*Dataset records:*
Start of Block
Issue #822, opened 2017-09-14
Provide info=true and keys=[] arguments for /_all_dbs


wohali:
## Expected Behavior
Right now, if I want the database info for all databases on a server, I must individually access /{db} for each database. It'd be swell to make a single request to retrieve all of that.

While I'm at it, it'd be extra nice if I could also specify keys=[....] to select a subset of all databases on a server to monitor.

## Current Behavior
N requests must be made for N databases if info is to be retrieved on all databases.

jiangphcn:
welcome back @wohali ! I created PR #1082 for this issue. Would you please like to review them? Thanks

iilyak:
My 2¢

Accessing all databases on the server is expensive operation. Since get_db_info goes through `couch_server` process. For clusters with big number of databases opening all of them at the same time would cause a series of evictions from `couch_lru`. This in its turn causes lots of update_lru messages to couch_server. 

We could try to modify `couch_db:get_db_info` to open database in read only mode without using `couch_server`. However with this approach we wouldn't be able to return the same information as we currently do. Therefore we would have to introduce new endpoint. Which is a good thing since it would make it expressible in OpenAPI spec which we can benefit from latter on. 

Following keys are problematic:
  * update_seq
  * purge_seq
  * compact_running
  * instance_start_time
  * committed_update_seq
  * compacted_seq

davisp:
@iilyak What's the issue with update_seq and purge_seq? Those are both in the header. I understand why the others are an issue.

Also I do understand the read-only approach, though I wonder if a "do-not-cache" option to couch_server:open might not also be a possibility here? Just spitballing on that front though.

iilyak:
You are right on both fronts `update_seq` and `purge_seq` could be retrieved and `do-not-cache` approach might work.

PR #1082, opened 2017-12-28
Introduce new _dbs_info endpoint to get info of a list of databases

jiangphcn:
## Overview

Before this PR, if you want the database info for all databases on a server, you must individually access /{db} for each database. This PR makes a single request to retrieve all of that.

You can specify keys=[....] to select a subset of all databases on a server to monitor.

```
curl -X POST 'localhost:15984/_dbs_info' -u foo:bar -H "Content-Type: application/json"  -d @dblist.json -g|jq .
100   971    0   938  100    33   104k   3770 --:--:-- --:--:-- --:--:--  114k
[
  {
    "key": "dbname1",
    "info": {
      "db_name": "dbname1",
      "update_seq": "0-g1AAAAFDeJzLYWBg4MhgTmHgz8tPSTV0MDQy1zMAQsMcoARTIkOS_P___7MSGXAqSVIAkkn2hFQ5gFTFE1KVAFJVT0BVHguQZGgAUkCF85FVGmNVuQCicj9hMw9AVN4nrPIBRCXInVkAHz1WeA",
      "sizes": {
        "file": 33936,
        "external": 0,
        "active": 0
      },
      "purge_seq": 0,
      "other": {
        "data_size": 0
      },
      "doc_del_count": 0,
      "doc_count": 0,
      "disk_size": 33936,
      "disk_format_version": 6,
      "data_size": 0,
      "compact_running": false,
      "cluster": {
        "q": 8,
        "n": 3,
        "w": 2,
        "r": 2
      },
      "instance_start_time": "0"
    }
  },
  {
    "key": "dbname2",
    "info": {
      "db_name": "dbname2",
      "update_seq": "0-g1AAAAFDeJzLYWBg4MhgTmHgz8tPSTV0MDQy1zMAQsMcoARTIkOS_P___7MSGXAqSVIAkkn2hFQ5gFTFE1KVAFJVT0BVHguQZGgAUkCF8wmrXABRuZ-wygMQlfcJq3wAUQlyZxYAHlFWdg",
      "sizes": {
        "file": 33936,
        "external": 0,
        "active": 0
      },
      "purge_seq": 0,
      "other": {
        "data_size": 0
      },
      "doc_del_count": 0,
      "doc_count": 0,
      "disk_size": 33936,
      "disk_format_version": 6,
      "data_size": 0,
      "compact_running": false,
      "cluster": {
        "q": 8,
        "n": 3,
        "w": 2,
        "r": 2
      },
      "instance_start_time": "0"
    }
  }
]
```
End of Block
*Brief:* With the string "single" as the key, filter the data above and show the lines that match.

*Result of this task:*
Right now, if I want the database info for all databases on a server, I must individually access /{db} for each database. It'd be swell to make a single request to retrieve all of that.
Before this PR, if you want the database info for all databases on a server, you must individually access /{db} for each database. This PR makes a single request to retrieve all of that.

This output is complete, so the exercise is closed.